JavaRDD<LinearAccelerationEvent> linearAccelerationEventJavaRDD = csvFile.filter(
                new Function<String, Boolean>() {
                    public Boolean call(String line) {
                        return line.contains("LinearAccelerationEvent");
                    }
                }).map(
                new Function<String, LinearAccelerationEvent>() {
                    public LinearAccelerationEvent call(String line) throws Exception {
                        String[] fields = line.split(",");
                        for() {
                           LinearAccelerationEvent linearAccelerationEvent = new LinearAccelerationEvent(Long.valueOf(fields[4]), Float.valueOf(fields[1]), Float.valueOf(fields[2]), Float.valueOf(fields[3]));
                           return linearAccelerationEvent;
                        }
                }
            }).cache();

I can use the foreachPartition() function and push each event of the for loop to Cassandra but I saw this approach is much slower.

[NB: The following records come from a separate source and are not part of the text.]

Issue #3178, opened 2024-01-11
[hawtio 3.0.0] Jolokia login incorrectly going through LDAP after losing connection, generating many errors due to refresh rate


amanda45762:
I have setup hawtio login to use LDAP using a login.conf file containing:

```
hawtio {
    com.sun.security.auth.module.LdapLoginModule REQUIRED
    userProvider="${LDAP_USER_PROVIDER}"
    authIdentity="{USERNAME}@****.com"
    userFilter="${LDAP_USER_FILTER}"
    useSSL=false
    debug=true;
};
```
These are my JVM args: ` -Dhawtio.authenticationEnabled: "true" -Dhawtio.authenticationContainerDiscoveryClasses: "" -Dhawtio.realm: "hawtio" -Djava.security.auth.login.config: "/opt/tomcat/conf/login.conf" -Dhawtio.sessionTimeout: "1200"  -Dhawtio.proxyAllowlist: "*" -Dendpoints.jolokia.sensitive: "false"
`
Hawtio login works fine. After logging into hawtio, I go to the connect tab and create a connection to my java app. When I click connect, theres a popup that prompts me for user/password creds that I've specified in the configuration options: `agentContext=/jolokia,user=***,password=***`. Once I've created a JMX connection, a **new** window automatically pops up where I can see the MBeans.

The bug occurs when the **original** window loses connection (or I logout of it), but the second window remains open and keeps retrying connections. These connection retries are going through LDAP, which is not configured for the jvm agent, so **the bug is that it is attempting to go through LDAP**. I am getting these LDAP login errors every 5 seconds (the default refresh rate):
`Login failed due to: Cannot bind to LDAP server   [LdapLoginModule] authentication-first mode; SSL disabled   [LdapLoginModule] user provider: ldap://****   [LdapLoginModule] attempting to authenticate user: ****   [LdapLoginModule] authentication failed   [LdapLoginModule] aborted authentication   `

I believe it's this section of hawtio code: https://github.com/hawtio/hawtio-next/blob/65b835cc58edcaa4728b575591766a9f71138665/packages/hawtio/src/plugins/shared/jolokia-service.ts#L344

My goal is to stop the connection retries from going through LDAP every 5 seconds without increasing session timeout or manually changing the refresh rate. Is there way to prevent the jolokia login retries and just logout the user entirely in all windows after session expiration? Or a way for the retries to not go through LDAP? Am I doing something wrong with the hawtio authentication realm or any other system properties I can use?

[...]

PR #3366, opened 2024-04-02
fix(#3178): Treat /proxy as /jolokia path and do not redirect to /aut…

grgrzybek:
…h/login

### DIFF
--- a/hawtio-system/src/main/java/io/hawt/web/auth/AuthenticationConfiguration.java
+++ b/hawtio-system/src/main/java/io/hawt/web/auth/AuthenticationConfiguration.java
@@ -28,7 +28,7 @@ public class AuthenticationConfiguration {
     public static final String[] UNSECURED_PATHS = {
         "/login", "/auth/login", "/auth/logout", "/auth/config", "/auth/config/session-timeout",
         "/css", "/fonts", "/img", "/js", "/static", "/hawtconfig.json",
-        "/jolokia", "/user", "/keycloak", "/plugin"
+        "/jolokia", "/proxy", "/user", "/keycloak", "/plugin"
     };
 
     // =========================================================================


oscerd (approved):

grgrzybek:
@tadayosi please decide whether to merge it. IMO, `/jolokia` and `/proxy` should be treated equally by `io.hawt.web.auth.LoginRedirectFilter` - this is how it worked with Hawtio 1.

tadayosi:
Note `ProxyServlet` can be easily a target for security attacks such as CSRF, so we'd need to be careful to make it public.

grgrzybek:
> Note `ProxyServlet` can be easily a target for security attacks such as CSRF, so we'd need to be careful to make it public.

Good point and actually a clarification of our discussion.

Let me summarize the discussion here:
* there's _main_ Hawtio tab and _connect_ tabs (for remote Jolokia agents accessed via proxy).
* for _connect_ tabs, `/proxy` requests are being sent with `Authorization` header specific to remote Jolokia, not to Hawtio itself (that's why `io.hawt.web.auth.LoginRedirectFilter#tryAuthenticateRequest()` from 243393102a44c01bd7eb97d31875b43cb45c484a should NOT be called for proxied requests)

We were wondering whether logging out (explicitly or by session timeout) from _main_ Hawtio tab should lead to logout of all _connect_ tabs.
* without this PR, after _main_ tab logs out, _connect_ tabs keep sending `/proxy` requests and are redirected to `/auth/login` AND also the credentials for remote Jolokia are used for Hawtio login (which is wrong). This leads to hawtio/hawtio-next#705 - "Connection lost. Retrying..." is being shown. The point is that it's a connection to proxy servlet, not to the remote agent. That's why I added `/proxy` to the list here.

However, if we explicitly admit that _`ProxyServlet` can be easily a target for security attacks such as CSRF, so we'd need to be careful to make it public_, we should rather put `/proxy` together with `/jolokia` under the mapping for `AuthenticationFilter`... This will cause 403 from AuthenticationFilter before 302 from LoginRedirectFilter... Let me check this.

tadayosi:
Thinking about it a bit further, now I'm not sure if this change is really the right direction. The change is intended to expose an originally protected endpoint for an edge case hawtio/hawtio-next#705, but it also means it exposes the endpoint in the normal cases, which has been secure, and anyone can access it. In terms of impact, this will open an unnecessary hole in the majority of normal cases in order to support a rare case.

If we really need to expose the proxy, we might as well need to add some other way to maintain the same level of security in the normal cases.

grgrzybek:
Seeing all the risks, I'd conclude with a statement:

> Hawtio's ProxyServlet is a feature that should be protected.

More precisely:
* even if the remote Jolokia agent doesn't maintain session, session timeout or explicit logout from Hawtio should forbid user from using Hawtio's proxy servlet and _connect_ tab should be logged out too
* we can't simply map `/proxy/*` to AuthenticationFilter, because we actually can't authenticated the user - because `Authorization` header is provided for remote Jolokia, not for us (Hawtio)
* LoginRedirectFilter should NOT redirect unauthenticated `/proxy/*` request to `/auth/login`. 403 should be returned instead (but by different filter or ProxyServlet itself) - this will ensure that _connect_ tab is logged out.

grgrzybek:
Of course it's more complicated with Keycloak/OIDC, because there's no "subject" session attribute set by LoginServlet...

grgrzybek:
Closing this PR, as this needs to be solved differently (see: #3178, #3371, #3379)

Is it possible to not user foreach to do what I want to do? Thank you


Solution

  • If I'm understanding you correctly, return a collection (e.g. List) of LinearAccelerationEvent and call flatMap instead of map. This will produce a value in the resulting RDD for each acceleration event.

    flatMap is the same as calling map followed by flatten. If you're familiar with Hive it's similar to using the explode DTF available in HiveQL.